PR #781, opened 2026-06-17
Make package-information retrieval distro-aware

vinceaperri:
Package version/release information was retrieved with a single hard-coded
`tdnf info` call, which only works on Azure Linux 2.0/3.0. This routes it through
the `DistroHandler` so each distro queries its native package database. It
unblocks package-version lookups (e.g. `dracut`, `selinux-policy`) needed by the
LiveOS/ISO path on Azure Linux 4.0 and Fedora.

### Changes

- **`DistroHandler` interface:** add
  `GetPackageInformation(imageChroot, packageName) (*PackageVersionInformation, error)`.
  - Azure Linux 2.0/3.0, Azure Linux 4.0, Fedora, and Azure Container Linux
    delegate to their package manager.
  - Ubuntu returns an "unsupported" error. The RPM-style
    `PackageVersionInformation` has no Debian equivalent.
- **`rpmPackageManagerHandler` interface:** add `getPackageInformation(...)`.
  - **tdnf** — `tdnf info <pkg> --repo @system` (the previous behavior).
  - **dnf** — `rpm -q --queryformat 'Name : … Version : … Release : …'`, which
    reads the local rpm DB directly (works on read-only chroots, no dnf logdir
    writes) and reuses the same parser.
- **`packageinformation.go`:** extract the pure `parsePackageInfoOutput` parser
  from the old shell-invoking `getPackageInformation` so both package managers
  share it. Also fixes error messages that formatted a `nil` error with `%w`.
- **Caller (`liveosisoartifactstore.go`):** use
  `distroHandler.GetPackageInformation(...)` instead of the package-global helper.
- **Azure Linux 4.0:** remove the `ValidateConfig` guard that hard-rejected ISO
  and PXE output formats, as part of enabling those formats for AZL 4.0.

### DIFF
--- a/toolkit/tools/pkg/imagecustomizerlib/distrohandler_ubuntu.go
+++ b/toolkit/tools/pkg/imagecustomizerlib/distrohandler_ubuntu.go
@@ -100,7 +100,7 @@ func (d *ubuntuDistroHandler) IsPackageInstalled(imageChroot safechroot.ChrootIn
 
 func (d *ubuntuDistroHandler) GetPackageInformation(imageChroot *safechroot.Chroot, packageName string,
 ) (*PackageVersionInformation, error) {
-	return nil, fmt.Errorf("Getting package information is not supported for Ubuntu images:\n%w",
+	return nil, fmt.Errorf("Getting package information is not supported yet for Ubuntu images:\n%w",
 		ErrUnsupportedUbuntuFeature)
 }
 
--- a/toolkit/tools/pkg/imagecustomizerlib/distrohandler_ubuntu.go
+++ b/toolkit/tools/pkg/imagecustomizerlib/distrohandler_ubuntu.go
@@ -98,6 +98,12 @@ func (d *ubuntuDistroHandler) IsPackageInstalled(imageChroot safechroot.ChrootIn
 	return isPackageInstalledDeb(imageChroot, packageName)
 }
 
+func (d *ubuntuDistroHandler) GetPackageInformation(imageChroot *safechroot.Chroot, packageName string,
+) (*PackageVersionInformation, error) {
+	return nil, fmt.Errorf("Getting package information is not supported for Ubuntu images:\n%w",
+		ErrUnsupportedUbuntuFeature)
+}
+
 func (d *ubuntuDistroHandler) GetAllPackagesFromChroot(imageChroot safechroot.ChrootInterface) ([]OsPackage, error) {
 	return getAllPackagesFromChrootDeb(imageChroot)
 }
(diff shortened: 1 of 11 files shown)


toolkit/tools/pkg/imagecustomizerlib/distrohandler_ubuntu.go
```diff
@@ -98,6 +98,12 @@ func (d *ubuntuDistroHandler) IsPackageInstalled(imageChroot safechroot.ChrootIn
 	return isPackageInstalledDeb(imageChroot, packageName)
 }
 
+func (d *ubuntuDistroHandler) GetPackageInformation(imageChroot *safechroot.Chroot, packageName string,
+) (*PackageVersionInformation, error) {
+	return nil, fmt.Errorf("Getting package information is not supported for Ubuntu images:\n%w",
```
cwize1: Say `is not supported yet` if this is just missing functionality in IC, as opposed to missing functionality in the target OS.

toolkit/tools/pkg/imagecustomizerlib/packagemanager_dnf.go
```diff
@@ -195,6 +196,23 @@ func (pm *dnfPackageManager) isPackageInstalled(imageChroot safechroot.ChrootInt
...
+	// already expects from `tdnf info` (Name/Version/Release labels), so we share the parser.
+	packageInfo, _, err := shell.NewExecBuilder("rpm", "-q", "--queryformat",
+		"Name : %{NAME}\nVersion : %{VERSION}\nRelease : %{RELEASE}\n", "--", packageName).
+		LogLevel(logrus.TraceLevel, logrus.DebugLevel).
+		Chroot(imageChroot.ChrootDir()).
+		ExecuteCaptureOutput()
+	if err != nil {
+		return nil, fmt.Errorf("failed to query (%s) package information via rpm:\n%w", packageName, err)
+	}
+	return parsePackageInfoOutput(packageName, packageInfo)
```
cwize1: Add `if err != nil {` check for `parsePackageInfoOutput`.

While this makes the code longer, it also makes it easier to add append to the function or move stuff around in the future.

cwize1 (changes requested):

toolkit/tools/pkg/imagecustomizerlib/distrohandler_ubuntu.go
vinceaperri: Done.

toolkit/tools/pkg/imagecustomizerlib/packagemanager_dnf.go
vinceaperri: Done.

cwize1 (approved):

____________

The listing above holds a line with "Make package-information retrieval" and a line with "the package-global helper.". Print the stretch from the first through the second, exactly and alone.

Make package-information retrieval distro-aware

vinceaperri:
Package version/release information was retrieved with a single hard-coded
`tdnf info` call, which only works on Azure Linux 2.0/3.0. This routes it through
the `DistroHandler` so each distro queries its native package database. It
unblocks package-version lookups (e.g. `dracut`, `selinux-policy`) needed by the
LiveOS/ISO path on Azure Linux 4.0 and Fedora.

### Changes

- **`DistroHandler` interface:** add
  `GetPackageInformation(imageChroot, packageName) (*PackageVersionInformation, error)`.
  - Azure Linux 2.0/3.0, Azure Linux 4.0, Fedora, and Azure Container Linux
    delegate to their package manager.
  - Ubuntu returns an "unsupported" error. The RPM-style
    `PackageVersionInformation` has no Debian equivalent.
- **`rpmPackageManagerHandler` interface:** add `getPackageInformation(...)`.
  - **tdnf** — `tdnf info <pkg> --repo @system` (the previous behavior).
  - **dnf** — `rpm -q --queryformat 'Name : … Version : … Release : …'`, which
    reads the local rpm DB directly (works on read-only chroots, no dnf logdir
    writes) and reuses the same parser.
- **`packageinformation.go`:** extract the pure `parsePackageInfoOutput` parser
  from the old shell-invoking `getPackageInformation` so both package managers
  share it. Also fixes error messages that formatted a `nil` error with `%w`.
- **Caller (`liveosisoartifactstore.go`):** use
  `distroHandler.GetPackageInformation(...)` instead of the package-global helper.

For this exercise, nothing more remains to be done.